Pest Information: Chinch Bugs

The southern chinch bug, Blissus insularis (Barber), is the most damaging insect pest of St. Augustinegrass. It will occasionally feed on other grasses including bermudagrass, bahiagrass, zoysiagrass, and centipedegrass. The distribution of B. insularis ranges from southern North Carolina south to the Florida Keys and westward to central Texas. Damaging populations have also been reported in southern California, Mexico, and Hawaii.

The hairy chinch bug, Blissus leucopterus hirtus (Montandon), is a serious pest of cool season turfgrasses. Preferred hosts are fine fescues, perennial ryegrasses, bluegrasses, bentgrass and zoysiagrass. These grasses are also susceptible to damage by the common chinch bug, Blissus leucopterus leucopterus. The physical appearance of these species is very similar and it is difficult to positively identify which species is infesting cool season turf. The hairy chinch bug is distributed through eastern Canada and the northeastern United States as far south as Virginia and west to Minnesota.

The Buffalograss chinch bug, Blissus sp, is a common pest on Buffalograss and resembles the hairy chinch bug.

Adult chinch bugs are black with white wings and are 3.0-3.6 mm long. Some adults possess short, non-functional wings. Chinch bugs develop through five nymphal instars. First and second instars of the southern chinch bug are bright orange while the third and fourth instars are dark red and the final instar is black and closely resembles the adult. First and second instars of the hairy chinch bug are bright red; the third instars are orange; the fourth instars are orangish brown; and the final instar is black. The eggs of all species are white and oval with a blunt end and measure 0.25 X 0.75 mm.

Chinch bug development is temperature dependent, and eggs may require as little as one week to hatch during the summer but may require more than a month during the spring. Nymphal development typically requires four to six weeks during the summer. Southern chinch bugs produce three to seven generations per year, depending on the geographic location and weather. Hairy chinch bugs produce two generations per year from southern New England through the Middle Atlantic states and west to Ohio. One generation of hairy chinch bugs is produced per year in upstate New York and southern Ontario, Canada.
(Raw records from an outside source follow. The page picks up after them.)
PR #1480, opened 2021-04-08
Fix reversed contact email and contact label for several ontology pages

cthoyt:
This PR addresses the issue where the `contact.label` and `contact.email` field were swapped for five ontologies: `aao`, `adw`, `ehda`, `ehdaa`, and `ev`.

I'm aware these were marked as deprecated/inactive, but it's still an issue with anyone trying to automatically consume content from OBO Foundry. I'm not sure the best way to update the other artifacts based on this. @matentzn are you the boss here?

### DIFF
--- a/ontology/aao.md
+++ b/ontology/aao.md
@@ -3,8 +3,8 @@ layout: ontology_detail
 id: aao
 title: Amphibian gross anatomy
 contact:
-  email: David Blackburn
-  label: david.c.blackburn@gmail.com
+  email: david.c.blackburn@gmail.com
+  label: David Blackburn
 taxon:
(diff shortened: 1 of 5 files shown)


matentzn (approved):

matentzn:
Great, thank you @cthoyt 

The other artefacts will be updated manually - I can do it quickly if you deem it urgent.

cthoyt:
@matentzn no rush, though maybe this is something we could automate with GHA to happen on all pushes to master?

matentzn:
No problem, we tend to want to do a bit of manual review :P but yeah, we will probably automate this at some point with github desktop!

Chinch bugs damage turf by inserting their piercing-sucking mouthparts into the crowns, stems and stolons of grass plants to remove sap. During this process they inject a toxin that causes the grass to turn yellow. Thus, damage appears as irregular yellow patches of turf. These areas turn reddish brown and eventually die, while the chinch bugs move outward into healthy turf. A yellow halo around the damaged area is typical of a chinch bug infestation. Damage from chinch bugs shows up first in sunny areas with heat or drought stressed grass and which is often areas near pavement or sidewalks. Although damaging infestations commonly occur from June into September, weather conditions may prolong this period, especially in the range of the southern chinch bug. In south Florida, all stages of the southern chinch bug are present during the entire year.